Dalam Dialog Publik Bersama Gubernur, Sekda, Pak Ota dan Herman
dan kawan-kawan aktivis dalam refleksi 20 tahun Provinsi Maluku Utara. Saya
tegaskan bahwa ada banyak problem yg tak kunjung diselesaikan. PERTAMA, problem
leadership, problem ini menimbulkan hadirkan abnormalitas dlm pengelolaan
pemerintahan.

KEDUA, problem kordinasi, salah satu faktor lambatnya percepatan
pembangunan adalah lemahnya ruang kordinasi antar gubernur dgn bupati/walikota,
termasuk juga miskordinasi antar sektor/bidang/dinas. Ini semua efeknya pada
penumpukan masalah daerah yang tak bisa diurai sehingga opsi kebijakan menjadi
terbatas dan hilangnya senergisitas.

KETIGA, minim Kolaborasi dan menguatnya kompetisi. 20 tahun
berprovinsi Kita terjebak pada semangat kompetisi perebutan kekuasan dan lupa
energi untuk berkolaborasi sebagai sesama anak daerah. Poinnya kita sia-siakan
energi kemajuan dan menghabiskan waktu utk bermusuhan.

KEEMPAT, "Jebakan Sumberdaya Alam". Kita gagal
mentransmisikan keunggulan SDA utk kemakmuran rakyat. Yang terjadi justru kita
mengobral sumberdaya alam utk kepentingan kelompok kekuasaan. Pemilik kuasa
bebas membagi sumberdaya mineral negeri ini dgn rakus dan membiarkan rakyat
terkapar miskin diatas tumpukan emas dan nikel.
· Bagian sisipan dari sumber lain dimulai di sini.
PR #1252, opened 2026-06-22
feat(transform): deprecate Transform.ToHumanStr(any) in favor of type-aware ToHumanStrType

### LINKED ISSUE #1251: Deprecate Transform.ToHumanStr(any) in favor of type-aware ToHumanStrType(Type, any)
## Feature Request / Improvement

This is a follow-up on the [discussion](https://github.com/apache/iceberg-go/pull/1227#issuecomment-4746198642) at PR #1227.

`iceberg.Transform.ToHumanStr(any) string` is value-only. Because Iceberg's `TimestampType` and `TimestampTzType` both surface as `iceberg.Timestamp` in Go, the source type cannot be recovered at the call site, so `IdentityTransform` cannot render `TimestampTz` partition values with the `+00:00` suffix.

A previous PR ( fixing #1226 ) worked around this by introducing an unexported `typedHumanStringer` extension interface, type-asserting it inside `PartitionToPath`, and falling back to `ToHumanStr` otherwise. That works but leaves a private _shim_ in place and keeps the public API **misleading**.

## Proposal

Mirror `Iceberg-Java`'s deprecation path (`Transform.toHumanString(T)` → `Transform.toHumanString(Type, T)`).

## Compatibility

This is a **breaking change** for external implementers of the public `Transform` interface — they will need to add `ToHumanStrType`. All in-tree implementations are updated.

badalprasadsingh:
## Description

Closes #1251 

In iceberg-go, the public Transform.ToHumanStr(any) string cannot distinguish TimestampType from TimestampTzType (both are iceberg.Timestamp in Go), so formatting that depends on source type cannot be recovered at the call site.

Following up on the [discussion](https://github.com/apache/iceberg-go/pull/1227#issuecomment-4746198642) at PR #1227.

## Changelog Note
This is a **breaking change** for external implementers of the public `Transform` interface; all in-tree implementations are updated. The deprecated `ToHumanStr` remains for the deprecation window.

### DIFF
--- a/partitions.go
+++ b/partitions.go
@@ -552,12 +552,7 @@ func (ps *PartitionSpec) PartitionToPath(data StructLike, sc *Schema) string {
 		sb.WriteByte('=')
 
 		// Only escape the value (which changes per row)
-		var valueStr string
-		if t, ok := ps.fields[i].Transform.(typedHumanStringer); ok {
-			valueStr = t.ToHumanStrType(partType.FieldList[i].Type, data.Get(i))
-		} else {
-			valueStr = ps.fields[i].Transform.ToHumanStr(data.Get(i))
-		}
+		valueStr := ps.fields[i].Transform.ToHumanStrType(partType.FieldList[i].Type, data.Get(i))
 		sb.WriteString(url.QueryEscape(valueStr))
 	}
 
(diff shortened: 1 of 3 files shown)


laskoviymishka (approved):
🚢 👍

KELIMA, pemerintah tak memiliki kekuatan untuk tampil membela
kepentingan para petani kopra, nelayan & pemilik lahan dilkasi tambang.
Rakyat seolah dibiarkan mengurus diri sendiri dan dikalahkan oleh kekuataan
kapitalis. Kita kehilangan kendali atas negeri ini, rakyat yg menuntut dianggap
memberontak & melawan investasi kolonial.

KEENAM, Pemerintah daerah terlalu banyak membungkuk pd
kepentingan pusat kekuasaan ketimbang menuntut utk kepentingan rakyat. Akhirnya
daerah ini hanya jadi sapi perahan pemilik modal dan pemegang kuasa di pusat
kekuasaan di jakarta. Kita jadi subordinasi dan inferior secara politik.
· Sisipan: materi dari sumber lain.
PR #1255, opened 2026-06-22
fix(table): read non-dictionary file_path columns in position deletes

laskoviymishka:
readDeletes assumed a position delete file's file_path column was always dictionary-encoded with a string value type and cast it straight to *array.Dictionary / *array.String. Files that store file_path as a plain or large string column (PyIceberg, arrow-rs, or any writer with dictionary encoding turned off) made that cast panic on the scan path.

KETUJUH, Pemerintah daerah gagal mengubah kekuatan sejarah
menjadi political power. Ini suatu kelemahan yang harus disadari bahwa sejarah
besar kita bisa di trasmisikan menjadi bergaining power jika pemerintah daerah
sadar sejarah. Padahal jika kita mampu mengelola sejarah integrasi papua dengan
baik maka kita jadi penentu arah kebijakan negara.
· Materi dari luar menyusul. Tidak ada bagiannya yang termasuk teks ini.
PR #1256, opened 2026-06-22
fix(table): reject read-only file io in write paths

fallintoplace:
Summary

- add a shared WriteFileIO requirement helper for table write paths
- replace unchecked transaction WriteFileIO assertions with normal errors
- keep ErrWriteIORequired compatible with the older ErrNotImplemented match from WriteRecords
- run the write-IO guard before automatic name-mapping mutations
- reuse the copy-on-write deletion WriteFileIO in Overwrite instead of resolving the FS twice
- add regression coverage for append, overwrite, copy-on-write delete, merge-on-read delete, row delta, AddDataFiles, AddFiles, replacement add-only paths, WriteEqualityDeletes, and WriteRecords

Why

Custom FileIO implementations can satisfy io.IO without supporting writes. A few table write paths still used direct WriteFileIO assertions, so a read-only implementation could panic instead of returning an error.

Testing

- go test ./table -run 'TestWritePathsReturnErrorForReadOnlyIO|TestWriteRecords/TestFSNotWritable|TestDoCommit_NonWriteFileIOReturnsError' -count=1
- go test ./table -count=1
- git diff --check

### DIFF
--- a/table/table.go
+++ b/table/table.go
@@ -54,12 +54,25 @@ import (
 // issue #830).
 var ErrCommitFailed = errors.New("commit failed, refresh and try again")
 
-// ErrWriteIORequired is returned by doCommit when the table's file system
-// does not implement io.WriteFileIO. Manifest-list rebuild on retry requires
-// write access; failing fast here is preferable to silently skipping the
-// rebuild and reintroducing the stale-parent data-loss bug. Callers that
-// need to detect this condition should use errors.Is(err, ErrWriteIORequired).
-var ErrWriteIORequired = errors.New("commit: file system does not implement WriteFileIO")
+// ErrWriteIORequired is returned by write paths when the table's file system
+// does not implement io.WriteFileIO. Commit retries also fail fast on this
+// condition because manifest-list rebuilds need write access; skipping that
+// rebuild can reintroduce stale-parent data loss. Callers should use
+// errors.Is(err, ErrWriteIORequired) to detect the precise condition, or
+// errors.Is(err, iceberg.ErrNotImplemented) for compatibility with older
+// WriteRecords behavior.
+var ErrWriteIORequired = fmt.Errorf("%w: file system does not implement WriteFileIO", iceberg.ErrNotImplemented)
+
+// requireWriteFileIO should run immediately after resolving the table FS and
+// before mutating transaction state such as automatic name mapping.
+func requireWriteFileIO(fs icebergio.IO) (icebergio.WriteFileIO, error) {
+	wfs, ok := fs.(icebergio.WriteFileIO)
+	if !ok {
+		return nil, ErrWriteIORequired
+	}
+
+	return wfs, nil
+}
 
 // ErrSnapshotNotFound is returned (wrapped) by metadata lookups and by
 // computeOwnManifests when a snapshot ID does not exist in the table's
@@ -392,9 +405,9 @@ func (t Table) doCommit(ctx context.Context, updates []Update, reqs []Requiremen
 	// Every real commit-path FS implements WriteFileIO. Failing here is
 	// preferable to silently skipping the manifest-list rebuild inside the
 	// retry loop — a skip reintroduces the original stale-parent data loss.
-	wfs, ok := fs.(icebergio.WriteFileIO)
-	if !ok {
-		return nil, fmt.Errorf("%w: manifest list rebuild requires write access", ErrWriteIORequired)
+	wfs, err := requireWriteFileIO(fs)
+	if err != nil {
+		return nil, fmt.Errorf("%w: manifest list rebuild requires write access", err)
 	}
 
 	var (
--- a/table/transaction.go
+++ b/table/transaction.go
@@ -154,9 +154,9 @@ func (t *Transaction) addValidator(v conflictValidatorFunc) {
 	t.validators = append(t.validators, v)
 }
 
-func (t *Transaction) appendSnapshotProducer(afs io.IO, props iceberg.Properties) *snapshotProducer {
+func (t *Transaction) appendSnapshotProducer(wfs io.WriteFileIO, props iceberg.Properties) *snapshotProducer {
 	manifestMerge := t.meta.props.GetBool(ManifestMergeEnabledKey, ManifestMergeEnabledDefault)
-	updateSnapshot := t.updateSnapshot(afs, props, OpAppend)
+	updateSnapshot := t.updateSnapshot(wfs, props, OpAppend)
 	if manifestMerge {
 		return updateSnapshot.mergeAppend()
 	}
@@ -164,10 +164,10 @@ func (t *Transaction) appendSnapshotProducer(afs io.IO, props iceberg.Properties
 	return updateSnapshot.fastAppend()
 }
 
-func (t *Transaction) updateSnapshot(fs io.IO, props iceberg.Properties, operation Operation) snapshotUpdate {
+func (t *Transaction) updateSnapshot(wfs io.WriteFileIO, props iceberg.Properties, operation Operation) snapshotUpdate {
 	return snapshotUpdate{
 		txn:           t,
-		io:            fs.(io.WriteFileIO),
+		io:            wfs,
 		snapshotProps: props,
 		operation:     operation,
 	}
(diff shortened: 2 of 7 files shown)


tanmayrauth (commented):
LGTM, the type change on updateSnapshot/appendSnapshotProducer is the nice part, since it makes the write-IO requirement compiler-enforced at every call site rather than relying on each path remembering to assert.

  One question: WriteRecords used to wrap iceberg.ErrNotImplemented and now returns ErrWriteIORequired instead (write_records.go:181). Nothing in-tree depends on the old sentinel, but WriteRecords is exported — is dropping the ErrNotImplemented match intentional? Fine by me if so, just want to make sure it's a deliberate consolidation rather than an accidental compat break.

  One nit on coverage: the new test exercises append/overwrite/CoW-delete/row-delta, but performMergeOnReadDeletion has its own requireWriteFileIO check that nothing hits — the test's Delete uses default CoW mode, so the MoR branch is never taken. Might be worth one case that forces merge-on-read just so that path is pinned too.

zeroshade (approved):

zeroshade:
Merge pending answers to the question and nit from @tanmayrauth's comment

table/write_records.go
```diff
@@ -178,9 +177,9 @@ func WriteRecords(ctx context.Context, tbl *Table,
 		return internal.SingleErrorIter[iceberg.DataFile](err)
 	}
 
-	writeFS, ok := fs.(iceio.WriteFileIO)
-	if !ok {
-		return internal.SingleErrorIter[iceberg.DataFile](fmt.Errorf("%w: filesystem does not support writing", iceberg.ErrNotImplemented))
+	writeFS, err := requireWriteFileIO(fs)
```
laskoviymishka, line 180: This drops the `iceberg.ErrNotImplemented` wrapping. `WriteRecords` is exported, so anyone matching on `errors.Is(err, iceberg.ErrNotImplemented)` silently stops matching after this — a quiet breaking change.

I'd have `ErrWriteIORequired` wrap `ErrNotImplemented` so both `errors.Is` checks keep passing, e.g. define it as `fmt.Errorf("%w: file system does not implement WriteFileIO", ErrNotImplemented)`, or wrap here: `fmt.Errorf("%w: %w", iceberg.ErrNotImplemented, ErrWriteIORequired)`. `ErrWriteIORequired` is the more accurate sentinel, so I lean toward the former and keeping the relationship. wdyt?

table/transaction.go
```diff
@@ -1224,10 +1251,14 @@ func (t *Transaction) Overwrite(ctx context.Context, rdr array.RecordReader, sna
 	if err != nil {
 		return err
 	}
+	wfs, err := requireWriteFileIO(fs)
```
laskoviymishka: `Overwrite` already calls `performCopyOnWriteDeletion` above this, which now guards immediately after its own `fsF`. So on a read-only FS we return from there long before reaching this second guard — it's dead for the read-only case, and we've done two `fsF(ctx)` round-trips.

I'd have `performCopyOnWriteDeletion` return the `WriteFileIO` it already resolved and thread it down here, so there's one fetch and one guard. If there's a reason the second fetch has to be independent (credential refresh, etc.) let's drop a comment, since otherwise it reads as redundant.

table/transaction.go
```diff
@@ -510,8 +514,13 @@ func (t *Transaction) ReplaceDataFiles(ctx context.Context, filesToDelete, files
 		}
 	}
 
+	wfs, err := requireWriteFileIO(fs)
```
laskoviymishka: If `ensureNameMapping`/`SetProperties(DefaultNameMappingKey)` runs above this guard in `ReplaceDataFiles` (and the same shape in `ReplaceDataFilesWithDataFiles`, `ReplaceFiles`, `AddDataFiles`, `AddFiles`), then on a read-only FS we've already mutated the transaction's in-memory name-mapping before bailing out — the txn is left half-applied.

`performCopyOnWriteDeletion` got this right by guarding immediately after `fsF`, before any name-mapping write. I'd move `requireWriteFileIO` up to right after `t.tbl.fsF(ctx)` in each of these so the gate runs before any state mutation. Worth a one-line comment on `requireWriteFileIO` noting the canonical placement so a new call site doesn't reintroduce this.

table/table.go
```diff
@@ -54,12 +54,19 @@ import (
...
-// ErrWriteIORequired is returned by doCommit when the table's file system
-// does not implement io.WriteFileIO. Manifest-list rebuild on retry requires
-// write access; failing fast here is preferable to silently skipping the
-// rebuild and reintroducing the stale-parent data-loss bug. Callers that
-// need to detect this condition should use errors.Is(err, ErrWriteIORequired).
-var ErrWriteIORequired = errors.New("commit: file system does not implement WriteFileIO")
+// ErrWriteIORequired is returned by write paths when the table's file system
+// does not implement io.WriteFileIO. Callers that need to detect this
+// condition should use errors.Is(err, ErrWriteIORequired).
+var ErrWriteIORequired = errors.New("file system does not implement WriteFileIO")
```
laskoviymishka: Generalizing this to "write paths" makes sense, but it drops the manifest-list rebuild rationale entirely — and this doc is the only place a consumer reading `go doc`/IDE hover learns *why* `doCommit` fails fast instead of skipping the rebuild and reintroducing the stale-parent data-loss bug (#830). The inline comment at the `doCommit` site has it, but the exported symbol is what people actually read.

I'd keep a sentence of that rationale here while generalizing the rest. Separately, the sentinel string also changed (`"commit: file system..."` → `"file system..."`); `ErrWriteIORequired` is new as of the prior PR so the window is small, but worth a line in the PR description for anyone matching on the message.

table/write_file_io_test.go
```diff
@@ -0,0 +1,147 @@
...
+			},
+		},
+		{
+			name: "row delta",
+			run: func(ctx context.Context, tbl *Table) error {
+				return tbl.NewTransaction().NewRowDelta(nil).
+					AddRows(newWriteIORequiredDataFile(t)).
+					Commit(ctx)
+			},
+		},
```
laskoviymishka, line 142: This covers append, overwrite, CoW delete, MoR delete, and row delta — but the PR patches ~11 write paths. `AddDataFiles`, `AddFiles`, `WriteEqualityDeletes`, `ReplaceDataFiles`, `ReplaceDataFilesWithDataFiles`, and `ReplaceFiles` all gained guards and none are exercised here.

`AddDataFiles` and `ReplaceDataFilesWithDataFiles` are cheap to add since `newWriteIORequiredDataFile` already exists. I'd add at least those plus `WriteEqualityDeletes`. Also worth noting: `rewriteSingleFile` and `writePositionDeletesForFiles` only run when the table has existing data partially matching the filter, so the empty-table cases never reach them — those are exactly the spots that would have panicked on the old unsafe assertion, so a case seeded with one data file would be the most valuable addition.

table/write_file_io_test.go
```diff
@@ -0,0 +1,147 @@
...
+	} {
+		t.Run(tc.name, func(t *testing.T) {
+			tbl := newReadOnlyWriteTable(t, tc.props)
+			var err error
+			require.NotPanics(t, func() {
```
laskoviymishka, line 189: The `NotPanics` wrapper is load-bearing here — it's guarding against the pre-fix `fs.(io.WriteFileIO)` panic — but that's not obvious to a future reader. A one-line comment would make it clear this isn't just ceremony, e.g. `// NotPanics guards against the pre-fix unsafe type assertion on a read-only FS.`

table/table.go
```diff
@@ -54,12 +54,19 @@ import (
...
+
+func requireWriteFileIO(fs icebergio.IO) (icebergio.WriteFileIO, error) {
```
laskoviymishka, line 68: Minor, while we're here: `requireWriteFileIO` lives in `table.go` but is now used across every write-path file. Not wrong, but a small `write_helpers.go` (or a comment here noting the canonical "call immediately after `fsF`" placement, tied to the guard-ordering point) would make the shared contract easier to find. Non-blocking.

laskoviymishka (changes requested):
Solid, focused fix — centralizing the capability check in `requireWriteFileIO` and threading `io.WriteFileIO` up through `updateSnapshot`/`appendSnapshotProducer` cleanly removes the unsafe `fs.(io.WriteFileIO)` assertions, and `write_file_io_test.go` proves the gate fires for the main write paths.

I'd hold this before merging though. The blocking one: `WriteRecords` previously returned `iceberg.ErrNotImplemented` and now returns a bare `ErrWriteIORequired` with no `errors.Is` relationship between them — since `WriteRecords` is exported, any caller matching on `errors.Is(err, iceberg.ErrNotImplemented)` silently stops matching. I'd make `ErrWriteIORequired` wrap `ErrNotImplemented` so both checks keep passing.

The other thing I'd settle here is the guard placement in the `Replace*`/`Add*` paths — if `ensureNameMapping` runs before the new guard, we mutate the transaction's name-mapping before bailing on a read-only FS, leaving it half-applied. `performCopyOnWriteDeletion` gets the ordering right (guard immediately after `fsF`); I'd match that everywhere.

A few smaller things I'd want, nut can be deffered to follow up:
- `Overwrite` adds a second `requireWriteFileIO` after `performCopyOnWriteDeletion` already gated — dead for the read-only case and a double `fsF` fetch; thread the `WriteFileIO` down instead.
- The exported `ErrWriteIORequired` doc dropped the manifest-list rebuild / stale-parent data-loss rationale (#830) — keep a sentence of it on the exported symbol.
- The new test covers 5 of ~11 patched paths; add at least `AddDataFiles`, `WriteEqualityDeletes`, and a data-file-seeded case so `rewriteSingleFile`/`writePositionDeletesForFiles` actually get exercised.

laskoviymishka (approved):
very nice now!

Dari byk problem tersebut diatas saya secara tegas menawarkan
gagasan Otonomi Khusus Maluku Utara sebagai bagian dari opsi baru menaikan
posisi bergaining kita. Bagi saya kita tak akan mampu mengubah arah kebijakan
nasional jika tak punya modal politik yang kuat. Krn itu gagasan Otonomi Khusus
merupakan jalan baru percepatan pembangunan sekaligus penegasan posisi etis
bernegara.

Kembalikan kedaulatan kita atas sumberdaya alam negeri ini. Negara harus menghargai kita yang turut berjasa dalam integrasi nasional republik ini. Kita sudah saatnya menuntut hak dan tak lagi membungkuk pada kepentingan pusat kekuasaan dan investasi kolonial. (*)

Komentar

Loading...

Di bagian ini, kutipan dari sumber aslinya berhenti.